(Beginning of DATA EXTRACT)

PR #1597, opened 2017-07-19
Also relocate guava-retrying in SingularityClient

ssalinas:
The interactions of unshaded retryer with shaded guava were causing issues. Shading retryer as well in SingularityClient

/cc @stevegutz


stevegutz:
I didn't get an email when you tagged me initially for some reason. LGTM

PR #1600, opened 2017-07-21
Report disk usage

baconmania:


SingularityService/src/main/java/com/hubspot/singularity/mesos/SingularityMesosTaskBuilder.java
```diff
@@ -113,6 +113,11 @@ public SingularityTask buildTask(SingularityOfferHolder offerHolder, List<Resour
 
     if (desiredTaskResources.getDiskMb() > 0) {
       bldr.addResources(MesosUtils.getDiskResource(desiredTaskResources.getDiskMb(), requiredRole));
+    } else if (MesosUtils.getDisk(offerHolder.getCurrentResources(), Optional.absent()) >= 1.0) {
+      // If this offer contains 1MB of disk resources, claim it to enable disk usage reporting.
+      // This is just a temporary hack to enable disk usage reporting where we can, not an actual way to match task disk requirements to offers.
```
ssalinas: Before we roll this out anywhere else, it would probably be better to set something more like a configurable default disk (similar to the default mem/cpus). If someone were to have disk isolation enforced by default, this would be very problematic

ssalinas:
🚢

PR #1601, opened 2017-07-21
(Mesos 1) Better backpressure and abort logic

ssalinas:
Two things in this PR:

- We weren't setting up the appropriate backpressure for the mesos master events observable. Now we will buffer up to the configured number of events. If the buffer overflows we will bail. By default this is set to 5000, which should be plenty to handle the surges of events from most reconciliation calls
- Smoother aborts without the need for SingletonCloser class. While it closed everything, we were closing the zk connection before the server was appropriately shut down, causing 'instance not started' exceptions for a few requests. With previous changes in place, closing the leader latch will allow the scheduler to shut down gracefully, so I am only explicitly running that step before shutting down the server

PRed to mesos_1 branch, will merge once this is also in hs_qa


ssalinas:
changes are in hs_qa, merging this into the mesos_1 branch

PR #1603, opened 2017-07-27
Reorganize request group view

kwm4385:
Switches to using a side nav instead of tabs for better usability with large request groups. Also makes the feature more noticeable. 

## Desktop

image

## Mobile

local hubteamqa com-3334-singularity-ui-group-kafkaopssignals iphone 6 plus

## Menu
(Also has `Apply to all requests in group` tooltip)

image


kwm4385:
Resolves https://git.hubteam.com/HubSpot/PaaS/issues/2543

ssalinas:
I definitely like the side menu layout here. Two questions/comments:

- Does it collapse? (Not sure if we need it to or not since the width is about the same after taking the margins away)
- The current UI will show the error banner if one request in the group is not found or is failed on fetch. Would it be possible to maybe display this status in the sidebar as opposed to having the warning banner? Something like a different color/tooltip/etc if we couldn't fetch the data for that request?

kwm4385:
- The sidebar doesn't collapse. I don't think it's needed since the request section still has the same available width.

- I added a label to the menu if a request has been deleted: 

image

The only caveat is that it won't show up until the user selects it for the first time. Otherwise we'd have to preload all the requests, which slows things down significantly. Not sure if that's a good tradeoff.

ssalinas:
I think that's an ok tradeoff. Just to clarify, by 'load all the requests', your talking about individual calls for each in the group, not the /requests endpoint right?

kwm4385:
Correct, I mean the request details for each.

ssalinas:
👍

PR #1609, opened 2017-08-14
Use HostAndPort#getHostText instead of HostAndPort#getHost

stevegutz:
`HostAndPost#getHost` replaced `HostAndPort#getHostText` in Guava 20 and `HostAndPort#getHostText` was removed in Guava 22. This PR should have no semantic effect on your code. [Java doc](http://google.github.io/guava/releases/21.0/api/docs/com/google/common/net/HostAndPort.html#getHostText--)

I had to upgrade to Guava 20.0 to get the new functionality and if I go to 21 we might have trouble because the version of curator this is on is not compatible with that version. This codepath should never be hit outside of `SingularityService` and `EmbedSingularityExample`, so don't rush to merge this if you're worried about the version change.

@ssalinas @baconmania @darcatron


ssalinas:
🚢

stevegutz:
🎄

(End of DATA EXTRACT)

ABOUT THIS EXERCISE: Count the lines in the listing above that contain the string "branch", and give only the count.

TASK RESPONSE: 2